Improving MPA management: Bringing benefits to people
Providing sustainable livelihoods
Why involve local people?
Many Marine Protected Areas (MPAs), particularly those in poorer countries, are home to large human populations. Without the support of these local communities, the MPAs will never be successful. Therefore it is absolutely crucial that local people are involved in park management and that they benefit from the park.
The benefits provided by well-managed MPAs - such as sustainable livelihoods and food security - also give incentives for local people to help safeguard the MPA. For example, MPAs help increase fish populations, which lead to better catches for local fishers. They can also provide new sources of income for local people, such as through the tourism industry and park management.
The benefits provided by well-managed MPAs - such as sustainable livelihoods and food security - also give incentives for local people to help safeguard the MPA. For example, MPAs help increase fish populations, which lead to better catches for local fishers. They can also provide new sources of income for local people, such as through the tourism industry and park management.
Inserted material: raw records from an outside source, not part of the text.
PR #898, opened 2026-08-09
fix(hermes-plugin): always advertise tool schemas so they are routable before initialize()

francialisomlimoeiro:
## What it does

`MemoryManager.add_provider()` indexes `get_tool_schemas()` into the tool-routing table BEFORE `initialize()`. The old gateway-availability gate returned `[]` when the Gateway was not yet reachable and no Gateway env var was set, so the routing table stayed empty forever and every tool call failed with `Unknown tool: memory_tencentdb_*` — even after `initialize()` succeeded.

Changes:
- `get_tool_schemas()` always returns both static schemas; Gateway health is enforced at call time (`handle_tool_call` / `_ensure_alive_for_request`).
- `src/core/hooks/auto-recall.ts`: MEMORY_TOOLS_GUIDE + truncation suffix now reference the tool names the plugin actually registers (removes legacy `tdai_*` names from advertised guidance).
- README troubleshooting entry updated.
- New test `tests/test_tool_schema_routing.py` (4 tests).

## Tests

```
PYTHONPATH=<hermes-agent checkout> python3 -m pytest tests/test_tool_schema_routing.py
# 4 passed
```

(schemas advertised while uninitialized and without Gateway env; advertised names dispatchable via stub client; unknown names rejected)

### DIFF
--- a/hermes-plugin/memory/memory_tencentdb/README.md
+++ b/hermes-plugin/memory/memory_tencentdb/README.md
@@ -287,11 +287,13 @@ aliases:
   preference list (in-tree first, then `$HOME`). If you want to pin a
   specific path, set `MEMORY_TENCENTDB_GATEWAY_CMD` explicitly — it always
   wins over discovery.
-- **Search tools silently missing from the LLM**: `get_tool_schemas()`
-  returns `[]` until either the Gateway is reachable or one of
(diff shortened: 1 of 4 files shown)


Maxwell-Code07:

PR #434, opened 2026-07-08
fix(hermes): require explicit memory indexing

YOMXXX:
## Summary
- build on #418 and require explicit Hermes memory writes to reach the searchable L1 index before reporting `stored: true`
- keep normal L1 extraction writes fault-tolerant by making the strict VectorStore requirement opt-in
- treat Gateway `stored:false` as a Hermes provider sync failure so it is logged and routed through the existing recovery path

## Verification
- `COREPACK_ENABLE_AUTO_PIN=0 pnpm vitest run src/core/record/explicit-memory.test.ts`
- `COREPACK_ENABLE_AUTO_PIN=0 pnpm test`
- `COREPACK_ENABLE_AUTO_PIN=0 pnpm build`
- `python3 -m py_compile hermes-plugin/memory/memory_tencentdb/__init__.py hermes-plugin/memory/memory_tencentdb/client.py hermes-plugin/memory/memory_tencentdb/tests/test_memory_tencentdb_recovery.py`

## Notes
- `python3 -m pytest hermes-plugin/memory/memory_tencentdb/tests/test_memory_tencentdb_recovery.py -q` could not run locally because this Python environment does not have `pytest` installed.

Fixes #417
Supersedes #418

PR #904, opened 2026-08-10
feat(hermes): mirror built-in memory writes into TencentDB L1

### LINKED ISSUE #417: [Bug] Hermes memory_tencentdb does not mirror explicit memory() writes into TencentDB memory search

YOMXXX:
Fixes #417.

## Problem

Hermes' `memory_tencentdb` provider stubbed `on_memory_write()`:

```python
def on_memory_write(self, action, target, content):
    pass
```

So explicit `memory(action="add", ...)` writes succeeded locally but never became retrievable through TencentDB **memory search** — only conversation search surfaced them. Built-in durable memory diverged from L1 memory search.

## Change

Implement the full mirror path end-to-end:

- **`__init__.py`** — `on_memory_write()` now mirrors non-add/empty/gateway-down cases as no-ops and otherwise calls `client.write_explicit_memory()`; on failure it records a metric + tries to recover the gateway.
- **`client.py`** — `write_explicit_memory()` posts to `/v3/memories/explicit` (v3 data plane, tenancy-isolated with team/agent/user).
- **`v2-router.ts`** — new `/memories/explicit` route (mounted on both `/v2/` and `/v3/`, added to `V3_ALLOWED_SUBPATHS`); `handleExplicitMemoryWrite` enforces isolation and ingests via `explicit-memory.ts`.
- **`explicit-memory.ts`** (new) — classifies the target (`user`/`profile` → `persona`, else `instruction`) and writes directly into L1 via `writeMemory()`.
- **`l1-writer.ts`** — gains `requireVectorStoreWrite`: the write must reach the **searchable** VectorStore index (embedding + upsert), otherwise it is rejected. A JSONL-only write would never surface in recall, so this guarantees `stored=true` ⇔ retrievable.

## Relationship to #434

This is the v2 (monorepo, `feat/server_team`) re-implementation of my earlier #434, which targeted the pre-refactor `main` tree. It adds the same stricter guarantee (#434's requirement: explicit writes reach the searchable L1 index before reporting stored) but on the v2 data plane with tenancy isolation.

## Verification

- `explicit-memory.test.ts` (5 tests): store success + classification, persona classification, non-add/empty rejection, no-vector-store rejection, upsert-failure rejection.
- `explicit-memory-route.test.ts` (4 tests): handler stores, 503 without store, 400 on missing fields, `/v3/memories/explicit` dispatch.
- `python3 -m py_compile` on the two Python files, `npm test` + `npm run build:plugin` pass.

### DIFF
--- a/MemoryCore/hermes-plugin/memory/memory_tencentdb/__init__.py
+++ b/MemoryCore/hermes-plugin/memory/memory_tencentdb/__init__.py
@@ -910,7 +910,29 @@ class MemoryTencentdbProvider(MemoryProvider):
 
     def on_memory_write(self, action: str, target: str, content: str) -> None:
         """Mirror built-in memory writes to memory-tencentdb for indexing."""
-        pass
+        if action.strip().lower() != "add":
+            return
+        if not content.strip():
+            return
+        if not self._ensure_alive_for_request() or not self._client:
+            return
+
+        try:
+            result = self._client.write_explicit_memory(
+                content=content,
+                target=target,
+                action=action,
+                session_id=self._session_id,
+                user_id=self._user_id,
+            )
+            data = result.get("data") or {}
+            if data.get("stored") is False:
+                raise RuntimeError("Gateway did not index explicit memory")
+            self._record_success()
+        except Exception as e:
+            self._record_failure()
+            logger.warning("memory-tencentdb explicit memory sync failed: %s", e)
+            self._try_recover_gateway()
 
     def on_session_end(self, messages: List[Dict[str, Any]]) -> None:
         """Trigger session-level flush on the Gateway.
--- a/MemoryCore/hermes-plugin/memory/memory_tencentdb/client.py
+++ b/MemoryCore/hermes-plugin/memory/memory_tencentdb/client.py
@@ -154,6 +154,36 @@ class MemoryTencentdbSdkClient:
             body["session_id"] = session_id
         return self._post("/v3/conversation/search", body)
 
+    def write_explicit_memory(
+        self,
+        content: str,
+        *,
+        target: str = "memory",
+        action: str = "add",
+        session_id: str = "",
+        team_id: str = "default",
+        agent_id: str = "default",
+        user_id: str = "default",
+    ) -> Dict[str, Any]:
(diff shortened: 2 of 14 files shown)


Maxwell-Code07:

WWF's Global Marine Programme is working around the world to ensure that local people are involved in MPA management. We are also helping to provide sustainable livelihoods and alleviate poverty in communities living within and near MPAs.
Examples of this work include:- Involving local people in MPA management: For example, WWF is helping Pacific Island communities to adapt traditional conservation practices - such as seasonal fishing bans and tabu no-take areas - and their customary ownership rights into what are commonly described as 'locally-managed marine areas' (LMMAs). One LMMA in Fiji tripled fish catches and increased local income by 35% over three years, while in the Solomon Islands, an LMMA in the Arnovan Islands has helped conserve biodiversity and improved local incomes for more than a decade.
- Using tourism to alleviate poverty: For example, the establishment of Hol Chan Marine Reserve in Belize has led to higher incomes for local people through tourism. More on our tourism work...
- Providing alternative livelihoods: For example, in Mafia Island Marine Park, Tanzania, WWF is providing interest-free loans to help local communities establish alternative livelihoods to fishing, such as seaweed farming. This is helping to take pressure off already depleted fish stocks.

Breaking out of poverty
San Pedro, Belize, presents perhaps the premier example of a community that has lifted itself out of poverty through assertive local management of its marine resources.
Now one of the key tourist destinations in Belize, in the early 1980s the town was a poor coastal community trying to resolve growing conflict between fishing interests and other users of the nearby Hol Chan channel - an area of magnificent coral formations and with some of the Caribbean's greatest diversity of marine life. The channel is part of the Mesoamerican Reef Ecosystem, one of WWF’s focal marine ecoregions.Bleak outlook...
It looked as if uncontrolled fishing and development would decimate Hol Chan, as well as its adjacent seagrass beds and mangroves. Overfishing had already removed large predatory fish from the reef and depleted conch and lobster populations, while developers were starting to clear the mangroves and seagrass beds to build hotels.
... turned around
Following a lengthy consultation process, fishers, local tour operators, and conservationists agreed to a zoned marine reserve protecting Hol Chan, seagrass beds, and 7 mangrove islands, as well as to the regulation of fishing round the reserve. WWF helped to implement and fund this solution, and Hol Chan Marine Reserve was formally created in 1987.
Since then, the town has been hugely successful in protecting Hol Chan and capturing the benefits of tourism for local welfare. New jobs created by the tourism industry have raised the income level, and themselves created new jobs in supporting services (such as in banking and shops). In addition, the fishing sector, while smaller than it once was, benefits from better catches (more and bigger fish) and more market choices from the tourists in town. On top of this, fees charged to tourists to enter the reserve cover its running costs.
Local involvement key to success
A key element of San Pedro's success is that local people are the chief beneficiaries of the tourism industry. Tourism assets (hotels, restaurants, etc) are owned by a diverse group of local people, and the town has successfully prevented the proliferation of externally owned all-in-one resorts - which have denied some other Caribbean communities much benefit from tourism. This success is largely due to the high level of public consultation in setting up the park, and the strong local cooperative traditions nurtured in the fishing industry.
The path has not been completely smooth, but San Pedro has been much celebrated. A 2002 comparative study of several MPAs in the Caribbean and their socio-economic effects concluded that the Hol Chan Marine Reserve is an unqualified "ecological success" which is "fundamental" to a local tourist industry. "It was widely perceived that it was tourism, and the principal tourist asset, Hol Chan Marine Reserve, which had led to a rising of the standard of living of most San Pedranos away from poverty," the study said.
Surveys show that San Pedranos themselves overwhelmingly believe that the high level of protection given to Hol Chan is the key to their enhanced welfare - indeed, the most common complaint is that it should be more protected from tourists, in particular those in the care of non-local guides attached to cruise ships.
This feedback from local people and the evidence of empowerment and success in strengthening local voices attests to the viability of a successful marriage between conservation and human development goals.